Instructions for the task>
The lines to extract run from the first line of the entries through the line that contains "This is a rough"; reproduce exactly those lines and no others.

[Saved data entries]
┏━━

PR #220, opened 2024-09-18
draft approach to exporting hash methods directly

pearsonca:
This is a rough in idea for how `{digest}` might approach exposing access to the available hashing methods. The rough idea is:

 - want to make the methods directly available, with minimal overhead (which means the user accepting more of the burden of doing checks)
 - ... also for more basic R types directly
 - ... in a way that's easy to maintain / extend
 - ... and that can be incorporated in a backwards compatible way that eliminates code duplication

Marking this as draft, as the idea is to get a feel for the acceptability of this kind of approach before investing a fair chunk of refactor effort.

### DIFF
--- a/src/digest.h
+++ b/src/digest.h
@@ -1,0 +1,90 @@
+/*
+
+  digest -- hash digest functions for R
+
+  Copyright (C) 2003 - 2024  Dirk Eddelbuettel <edd@debian.org>
+
+  This file is part of digest.
+
+  digest is free software: you can redistribute it and/or modify
+  it under the terms of the GNU General Public License as published by
+  the Free Software Foundation, either version 2 of the License, or
+  (at your option) any later version.
+
+  digest is distributed in the hope that it will be useful,
+  but WITHOUT ANY WARRANTY; without even the implied warranty of
+  MERCHANTABILITY or FITNESS FOR A PARTICULAR PURPOSE.  See the
+  GNU General Public License for more details.
+
+  You should have received a copy of the GNU General Public License
+  along with digest.  If not, see <http://www.gnu.org/licenses/>.
+
+*/
+
+#include <stdint.h> // for uint32_t
+#include <stdio.h>
+#include <string.h>
+#include <stdlib.h>
+#include <R.h>
+#include <Rdefines.h>
+#include <Rinternals.h>
+#include <Rversion.h>
+#include <inttypes.h>
+
+#ifdef _WIN32
+#include <Windows.h>
+#endif
+
+// Also already used in sha2.h
+//
+// We can rely on WORDS_BIGENDIAN only be defined on big endian systems thanks to Rconfig.
+//
+// A number of other #define based tests are in other source files here for different hash
+// algorithm implementations notably crc32c, pmurhash, sha2 and xxhash
+//
+// A small and elegant test is also in package qs based on https://stackoverflow.com/a/1001373
+
+// edd 02 Dec 2013  use Rconfig.h to define BYTE_ORDER, unless already defined
+#ifndef BYTE_ORDER
+// see sha2.c comments, and on the internet at large
+#define LITTLE_ENDIAN 1234
+#define BIG_ENDIAN    4321
+#ifdef WORDS_BIGENDIAN
+#define BYTE_ORDER  BIG_ENDIAN
+#else
+#define BYTE_ORDER  LITTLE_ENDIAN
+#endif
+#endif
+
+SEXP is_big_endian(void);
+SEXP is_little_endian(void);
+
+#if defined(R_VERSION) && R_VERSION >= R_Version(3,0,0)
+#define RVLENGTH(ROBJ) XLENGTH(ROBJ)
+#else
+#define RVLENGTH(ROBJ) LENGTH(ROBJ)
+#endif
+
+#ifndef USESHA512
+#define USESHA512 0
+#endif
+
+#if USESHA512
+static const char *sha2_hex_digits = "0123456789abcdef";
+#endif
+
+// direct_ALGO
+// @param ALGO which algorithm 
+//
+// creates a function taking arguments:
+// @param inputtype: the type of the input, must be one of the enumerated types
+// @param input: the input to hash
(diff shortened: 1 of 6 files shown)


pearsonca:
N.B.: I'm not super-pumped about the macro-based approach. I like it conceptually, but the actual language support is dicey in C and macros seem like the best (of bad) ways to do it - this sort of approach is better in C++ and is more manageable with the linguistic support for classes / templates / etc.

Introducing C++ seems like a heavier overall lift in terms of refactor, however.

src/digest.h
```diff
@@ -0,0 +1,90 @@
...
+#endif
+
+SEXP is_big_endian(void);
+SEXP is_little_endian(void);
+
+#if defined(R_VERSION) && R_VERSION >= R_Version(3,0,0)
+#define RVLENGTH(ROBJ) XLENGTH(ROBJ)
+#else
+#define RVLENGTH(ROBJ) LENGTH(ROBJ)
+#endif
```
eddelbuettel, line 66: Nobody will compile on R older than 3.0.0.  We could just make it an error on config.

And then stick with `XLENGTH` which is known.

src/init.c
```diff
@@ -24,9 +24,15 @@
...
 #include "pmurhash.h"
+#include "digest.h"
+
+#define stringify(TAR) #TAR
+#define Register_ALGO(ALGO) R_RegisterCCallable("digest", stringify(direct_ ## ALGO), (DL_FUNC) &direct_ ## ALGO);
 
 void R_init_digest(DllInfo *info) {
     R_RegisterCCallable("digest", "PMurHash32", (DL_FUNC) &PMurHash32);
+    Register_ALGO(SHA1);
+    Register_ALGO(MD5);
```
eddelbuettel, line 35: Not a huge fan _ex ante_ of `Register_ALGO`.  What `R_init_$PACKAGAME` does is pretty well understood and even if lining up multiple `R_RegisterCCallable()` looks tedious it is _simple_ and a good edtor can help filling in the stanza.  Every other package I have every seen writes it out, there is benefit in seeing the familar `R_RegisterCCallable()` rather than 'what is this ?' one has to chase to its definition to unmask.  And we probably won't expose a many dozen algos.

eddelbuettel:
Thanks for picking this back up. I have the ability to access C-level functions in a packages directly from other packages in a few places so this is surely something we can add.  This PR is already a little on the long side so let's if we can it simply and in stages.  

I put two really quick comments in but I need to come back to this with a bit more time.

src/digest.h
pearsonca: works for me. what's the cleanest way to do that? seems like something to just specify in DESCRIPTION, right?

src/init.c
pearsonca: fair - i'm mostly thinking of this as part of some machinery where the algos get enumerated in one place, then that machinery builds up the appropriate exports (among other things).

an alternative less-magic approach which ensures nothing missed would be some checker that confirms all the algos actually appear here.

src/digest.h
eddelbuettel: Yes.  

Find any comparison for R_VERSION that are that ancient (as here R 3.0.0), default to the 'newer' case and set then in DESCRIPTION set 'R (>= 3.0.0)'.   [ Goes checking. ] Looks like that was the only one in src/.

eddelbuettel:
That bulleted list was helpful. I had not clicked why we needed `digest.h`.  What you wrote makes sense.

What were you thinking in terms of minimal input?  Don't we always start from raw vector we get from the serializating function?  Wouldn't that make it type-agnostic as we don't S3 dispatch in C code?  Or do you want the S3 dispatchers each pick up a matching C function?  That sounds ... like a lot more work.

pearsonca:
> What were you thinking in terms of minimal input? Don't we always start from raw vector we get from the serializating function? Wouldn't that make it type-agnostic as we don't S3 dispatch in C code? Or do you want the S3 dispatchers each pick up a matching C function? That sounds ... like a lot more work.

I think the serialization is a potential opportunity to reduce overhead, but could be wrong! Seems like it should be cheaper to use an int* directly cast as an unsigned char* than to serialize the SEXP contents => use that unsigned char*. But if serialization is 1) doable on the C side (seems likely) and 2) small incremental benefit for the raw types (more skeptical on this), then the reduced engineering + portability gain seems a reasonable tradeoff.

eddelbuettel:
See package RApiSerialize which I use in package RcppRedis to turn _any_ R expression, variable, ... handed down as SEXP into raw bytes (which Redis stores, we would hash them).  Not going through the R side for two calls should help.  We could cover the most common parameterisation as a start.

pearsonca:
Got it, will have a look - but so should expect just shifting serialization to the C side will yield useful gain? Definitely much easier engineering lift.

eddelbuettel:
Well that is what I was thinking we should have a 'demo client' too.  :grinning:   But as I understand it your use case is (many, small, frequent) calls to digest _from the level of C code_ ?  In that case we want the 'digest me this "thing"' approach.

It remains to be seen if we then need some of the convenience of Rcpp for conversion from C/C++ types to SEXP.  For now, and for (say) and int or double vector we can do by hand, no?

pearsonca:
Roughly correct re my use case of interest, but the library I'm building also provides flexibility to hash somewhat arbitrary (though always small) objects. The users should be providing a small distinguishing key, but that needn't be a series of integers - but one choice they should be able to make to improve how the library works for them is to switch to (e.g.) using a series of integers.

eddelbuettel:
"Objects" are still SEXP-representable.  If you can call `digest::digest())` on it we should be able to do it at the C level too, with fewer checks and faster.  Or maybe I miss something?

pearsonca:
> "Objects" are still SEXP-representable. If you can call `digest::digest())` on it we should be able to do it at the C level too, with fewer checks and faster. Or maybe I miss something?

I think that's right, yes.

Alright, I'm going to proceed a bit on the bullet list above, with the tweaks subsequently discussed. That'll come down in separate PRs, but going to leave this one drafted until that series is resolved.

PR #221, opened 2024-09-19
refactor to split header off digest

pearsonca:
Per the title, splits out header. Also cleans up imports and eliminates the version dependency check (already enforced via DESCRIPTION).


pearsonca:
Gah, forgot the changelog update - will add in a min.

eddelbuettel (approved):
Nice and clean

PR #223, opened 2024-12-31
Update spelling typos

billdenney:


src/zconf.h
```diff
@@ -1,5 +1,5 @@
 /* zconf.h -- configuration of the zlib compression library
- * Copyright (C) 1995-2004 Jean-loup Gailly.
+ * Copyright (C) 1995-2004 Jean-Loup Gailly.
```
eddelbuettel, line 2: Just today I came across a reference that this routine is likely one of the three most-widely-used pieces of code in trillions of instances across the globe.

In each and every copyright header Mr Gailly writes his name as 'Jean-loup'. I think we should let him.

src/zutil.h
```diff
@@ -1,5 +1,5 @@
 /* zutil.h -- internal interface and configuration of the compression library
- * Copyright (C) 1995-2003 Jean-loup Gailly.
+ * Copyright (C) 1995-2003 Jean-Loup Gailly.
```
eddelbuettel, line 2: See above.

src/zlib.h
```diff
@@ -1,7 +1,7 @@
 /* zlib.h -- interface of the 'zlib' general purpose compression library
   version 1.2.2, October 3rd, 2004
 
-  Copyright (C) 1995-2004 Jean-loup Gailly and Mark Adler
+  Copyright (C) 1995-2004 Jean-Loup Gailly and Mark Adler
```
eddelbuettel, line 4: See above

src/zlib.h
```diff
@@ -19,7 +19,7 @@
      misrepresented as being the original software.
   3. This notice may not be removed or altered from any source distribution.
 
-  Jean-loup Gailly        Mark Adler
+  Jean-Loup Gailly        Mark Adler
```
eddelbuettel, line 22: See above

man/digest.Rd
```diff
@@ -84,7 +84,7 @@ digest(object, algo=c("md5", "sha1", "crc32", "sha256", "sha512",
 
   For md5, sha-1 and sha-256, this R implementation relies on standalone
   implementations in C by Christophe Devine. For crc32, code from the
-  zlib library by Jean-loup Gailly and Mark Adler is used.
+  zlib library by Jean-Loup Gailly and Mark Adler is used.
```
eddelbuettel, line 87: See elsewhere.

eddelbuettel:
Hi @billdenney and Happy New Year!  I really appreciate helpful 'eagle eyes' spotting typos would I would like to ask to drastically reduce the scope of the PR.  Everything below `docs/` is auto generated, and I would prefer it continued to be generated by the 'frozen in a docker container' version of material for mkdocs I have here.   So can we regroup, fix what is in 
- DESCRIPTION
- README.md
- man/ (but see digest.Rd comment)
- vignettes

and leaving alone
- docs/ (generated)
- inst/ (not asked for)
- src/ (see comments)

Thanks so much.

eddelbuettel (changes requested):
This won't work as is, please see comments.

Appreciate the PR but this went a little too far, too fast, without enough checking.

src/zconf.h
billdenney: I didn't know that he spelled his name that way. The only reason I made the change is because it was inconsistently capitalized in other places. I agree that anyone should get to spell their own name the way that they like. I've reverted throughout where I made it upper-case, and I made it lower case where it was upper case in a few places.

billdenney:
I have reverted and revised. Now "loup" is always lower case (there were a few places where it was upper-case).

eddelbuettel:
> I have reverted and revised. Now "loup" is always lower case (there were a few places where it was upper-case).

My preference would be to leave the as-is unless you have a *strong* reason to fix.  I.e. when you see me misspell 'numerically' in numerous ways, fix.  How someone else wrote their copyright header is not something I as maintainer support altering---unless _they_ ask me.  So I think we should revert all such changes in the spelling of his name to what it was.  Would that be acceptable?

I once added a spelling list to one package, it mostly got stale. I have no intention of adding one.  If you happen to use other tools by all means do so -- but make use of both `.gitignore` and `.Rbuildignore` as needed, preferably just locally.  Maybe just maybe overzealous use of such tools something to do with fixing in files in that are autogenerated :wink:

man/digest.Rd
```diff
@@ -155,7 +155,7 @@ digest(object, algo=c("md5", "sha1", "crc32", "sha256", "sha512",
   Antoine Lucas for the integration of crc32; Jarek Tuszynski for the
   file-based operations; Henrik Bengtsson and Simon Urbanek for improved
   serialization patches; Christophe Devine for the hash function
-  implementations for sha-1, sha-256 and md5; Jean-Loup Gailly and Mark Adler
+  implementations for sha-1, sha-256 and md5; Jean-loup Gailly and Mark Adler
```
eddelbuettel, line 158: That's a good fix, correcting my own inadvertent mis-caseing!

eddelbuettel:
The now remaining fixes are great!  Thanks a bunch for these.

eddelbuettel (approved):
Thanks very much!

PR #226, opened 2025-01-01
Add update `sha1.default()` to work with any class and remove what are now duplicate classes

### LINKED ISSUE #224: Feature request: `sha1()` methods for `<-` and `environment` objects
Would you be open to a PR for `sha1.<-()` and `sha1.environment()`?

I realize that `<-` is simple while environments can get very complicated quickly. I think that `<-` would replicate `sha1.call`. It's less clear to me how to best handle `sha1.environment()`.

``` r
library(digest)
sha1(str2lang("a <- b"))
#> Error: sha1() has no method for the '<-' class
sha1(new.env())
#> Error: sha1() has no method for the 'environment' class
```

<sup>Created on 2025-01-01 with [reprex v2.1.1](https://reprex.tidyverse.org)</sup>

billdenney:
Fix #224


ChangeLog
```diff
@@ -1,3 +1,7 @@
+2025-01-01  Bill Denney  <wdenney@humanpredictions.com>
+
+  * R/sha1.R: Default sha1 method now works for all classes by default
```
eddelbuettel, line 3: Tab or eight spaces before *

R/sha1.R
```diff
@@ -306,13 +301,6 @@ sha1_attr_digest <- function(x, digits = 14L, zapsmall = 7L, ..., algo = "sha1")
     digest(x, algo = algo)
 }
 
-sha1.call <- function(...) {sha1_attr_digest(...)}
-sha1.character <- function(...) {sha1_attr_digest(...)}
-sha1.factor <- function(...) {sha1_attr_digest(...)}
-sha1.logical <- function(...) {sha1_attr_digest(...)}
-sha1.integer <- function(...) {sha1_attr_digest(...)}
-sha1.raw <- function(...) {sha1_attr_digest(...)}
-
```
eddelbuettel, line 315: Part of me likes this: smaller surface.  Part of me is horrified -- aren't we removing existing interface?

ChangeLog
```diff
@@ -1,6 +1,8 @@
 2025-01-01  Bill Denney  <wdenney@humanpredictions.com>
 
-  * R/sha1.R: Default sha1 method now works for all classes by default
+	* R/sha1.R: Default sha1 method now works for all classes by default. If you
```
eddelbuettel, line 3: s/all/more/ ?  Do we know it's all?

I'd remove the "If you ..." letter to the reader.  Not what we commonly put in ChangeLog :)  Minor style issue.

eddelbuettel:
Reverse-dependency checks came and went.  (The machine I run these on is not often used for `digest` and specific per-package dependencies do not autoinstall so a fair number failed for 'dependency xyz missing' so I ran another baseline check with `digest` from the main branch.  Came out the the same so "no change for worse".)  While that is good I am still not a fan of the removal of the (arguably redundant) S3 accessors.  How would you feel about reverting that part of the change?

billdenney:
I reverted those removals.

eddelbuettel:
Appreciate the reversal.  I keep pondering this, and the actual hard error in there with `stop()` was part of the original support, and I think it makes sense --- it indicates that the S3 support is complete, just as it does in #224.  So a more minimal PR may be my current preference.

I updated my branch, borrowed you additional tests and am running it in reverse dependency checks now.

billdenney:
Is there a scenario where using `sha1_attr_digest()` for classes not specifically handled would be a problem? I ask because I discovered that `<-` and `environment` were missing when I tried to implement an `sha1()` method in the `rxode2` library.

Since `<-` and `environment` are base R classes, it seemed better to put the methods here rather than into the `rxode2` library. Enabling the `sha1.default()` function to handle any class by default via `sha1_attr_digest()` would prevent needing to update `digest` when new classes are necessary that don't fit within another library (as with `<-` and `environment` here).

Another example that would be fixed with a default method that provides a result is `logLik` (found just after I opened #224):

``` r
sha1(logLik(lmx <- lm(x ~ 1, data = data.frame(x = 1:5))))
#> Error in sha1(logLik(lmx <- lm(x ~ 1, data = data.frame(x = 1:5)))): could not find function "sha1"
```

<sup>Created on 2025-01-03 with [reprex v2.1.1](https://reprex.tidyverse.org)</sup>

My concern is that this becomes whack-a-mole when going through all the required and recommended libraries that are unlikely to provide their own `sha1()` S3 methods.

eddelbuettel:
I think I prefer to follow the explicit S3 dispatch _where we already use it_ that is in `sha1`.  As demonstrated earlier, if `sha1(foo)` bites for whatever `foo` you have `digest(foo, algo="sha1")` should always be available

```r
> library(digest)
> digest(logLik(lmx <- lm(x ~ 1, data = data.frame(x = 1:5))), algo="sha1")
[1] "e2f78853387414a8b41d7793383ab062aa27241e"
> 
```

meaning that if you need it you could (if push came to shove) define a local sha1 override for it.

The package is 20+ years old, the S3-based sha1 support is nine years old.  I think on balance I rather stay with the design that worked than to (more radically than we need to) alter it now.  The aim is to have something reliable for all/most use cases.

eddelbuettel:
That said, whackamole is a risk, and `logLik` is a good example.  There are a very large number of S3 classes out there, and we cannot possibly cover all.  Then again `digest()` always works on "anything".

Maybe fusing our two competing PR and turning the stop() into a warning and proceeding is a good middle ground.

eddelbuettel:
`message()` it is:

```r
> library(digest)
> sha1(logLik(lmx <- lm(x ~ 1, data = data.frame(x = 1:5))))
sha1() has no method for the 'logLik' class, so using fallback.
[1] "7d7ba7a23dbe3ccc8342811bf6dce184501dc12a"
> suppressMessages(sha1(logLik(lmx <- lm(x ~ 1, data = data.frame(x = 1:5)))))
[1] "7d7ba7a23dbe3ccc8342811bf6dce184501dc12a"
> 
```

Committed in 7af4aa7.  Thoughts?

billdenney:
I like that compromise. I've merged the branches.

eddelbuettel (approved):
Nice. Some procrastination and noodling over alternatives made this better.

eddelbuettel:
Should have altered the PR title (but then did so in an `--amend` commit).  All good now.  

Thanks for your attention to detail and patience on this.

┗━━

Expected answer>
PR #220, opened 2024-09-18
draft approach to exporting hash methods directly

pearsonca:
This is a rough in idea for how `{digest}` might approach exposing access to the available hashing methods. The rough idea is:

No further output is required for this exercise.